Now the handbag stood in the middle of the desk. Helena had confirmed that it didn’t belong to her or to Ellie, though she had recognized the designer’s name.
‘Very flash,’ she’d said. ‘That wouldn’t have come cheap.’
‘Do you think Daniel might have bought it for Emma?’ The question had come from Willow.
Helena had frowned for a moment. ‘No. That wouldn’t have been his style at all.’
Perez hadn’t been sure if she’d meant the bag or the gesture.

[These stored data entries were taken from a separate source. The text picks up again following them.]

PR #1238, opened 2026-09-01
fix(gate): stop a floor-to-deferred transition charging an unrelated move

Eldad-Caura:
> **DO NOT MERGE UNTIL THE SEVEN PORTS OF caura#1234 HAVE LANDED.** This changes
> `scripts/legacy_name_ratchet.py`, which the `Legacy-name engine parity` org ruleset
> compares byte-for-byte against `caura/main`. Those seven PRs are green **right now**
> because they match `main`. Merging this first turns all seven red again and re-opens
> the estate-wide window they exist to close. Land them, then this, then re-port.
>
> The seven: caura-ai/caura-ops#353 · caura-ai/caura-onprem-installer#48 ·
> caura-ai/caura-daemon#170 · caura-ai/caura-onprem#69 ·
> caura-ai/caura-test-automation#305 · caura-ai/openclaw-fleet-tester#39 ·
> caura-ai/caura-enterprise#1468

Follows caura#1234. A reviewer on two of the port PRs found this, it is real, and the
fix that shipped in #1234 only worked for half the inputs.

## What is wrong

A floor-to-deferred transition raises the repo-wide count of its text — the base
occurrence carried a floor marker and was uncounted, the deferred one is counted. That
gain is sanctioned by the transition, and #1234 correctly kept it out of the
transitioned file's own tally.

It did **not** keep it out of the shared mint budget. That budget is spent across files
in sorted path order, so the sanctioned gain stayed available, and the next file to add
the same text had it charged as **minted** rather than recognised as a **move** — a red
build on a change that minted nothing, in a file with no part in the transition.

## Why #1234's version of the fix was not enough

#1234 spent the budget as each transitioned file was reached. That works only when the
transitioned file sorts **before** the file that would otherwise claim the text. The
regression test written for it used `a.py` for the transition and `b.py` for the
destination — the lucky order — so it passed while the bug remained for every pair that
sorted the other way.

The budget is now made transition-neutral **once, before any file is visited**, so path
order cannot decide the verdict. That is the shape the reviewer proposed, and it is the
right one.

## Verified

- **The regression test runs both orderings.** Against the engine currently on `main`,
  `transition-sorts-last` **fails** and `transition-sorts-first` **passes** — the exact
  distinction a single-ordering test cannot draw. Both pass here.
- 191 tests pass (190 before this branch; the added case is the second ordering).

James Grieve had gone to Lerwick to catch the ferry back to Aberdeen. The same ferry that was taking Emma south, so that the pathologist could carry out a post-mortem. Vicki Hewitt, the CSI, was still working in the shed by the shore. Perez had gone to see it for himself. Christopher had tried to follow him across the field, suddenly full of questions, not about Emma and the murder but about Vicki and what she might be doing there,
about fingerprints and DNA.
‘Mum says she’s a CSI. Is that right?’
Perez had sent him home. Willow had described the place as a love nest: ‘I bet Emma and Daniel met there. He didn’t tell us anything about that.’ It didn’t seem right that the boy should see inside, even if Vicki had finished her work.
Now, there were only the three of them, the old team. Sandy, Willow and Perez. Sandy must have sensed the tension between his senior officers because he was awkward, talking too much. He’d checked out Magnie Riddell’s record and spoken to the officer supervising the order.
‘I remember the case now, don’t you, Jimmy? One of those lads who just seems to lose his way in the last few years of school. Bored and not academic. And at the same time his parents were going through a very public separation. They were a bit of a laughing stock. His father was something high up in the kirk and fell for that Latvian lass working at the Kveldsro Hotel. Margaret must have been mortified. They had to sell their grand house in Voe and she moved back to Deltaness. Everyone was talking about it behind their backs. Enjoying the story, because they’d both been a bit pompous. But the lad must have hated it.’
‘I was planning to talk to him this evening,’ Perez said. ‘I’d like you to be there, Sandy. It sounds as if you’ve got the background covered. Willow can take your car back to Lerwick and I’ll give you a lift home.’
Willow shot Perez a look, but he turned away and reached out to open the bag. He was wearing gloves, but he could feel the quality of the workmanship through their thin skin.
‘How could Emma have afforded that?’ Willow said. ‘I assume she didn’t get paid much, as a mother’s help.’
‘Margaret Riddell said Magnie bought her expensive presents.’ Perez looked inside. The contents were ordered – there was no tangle of used tissue, half-finished lipstick, loose change, the detritus found in most women’s bags. ‘Perhaps this was one of them. We still have to rule out Daniel Fleming, though – we only have Helena’s word that it wouldn’t have come from him.’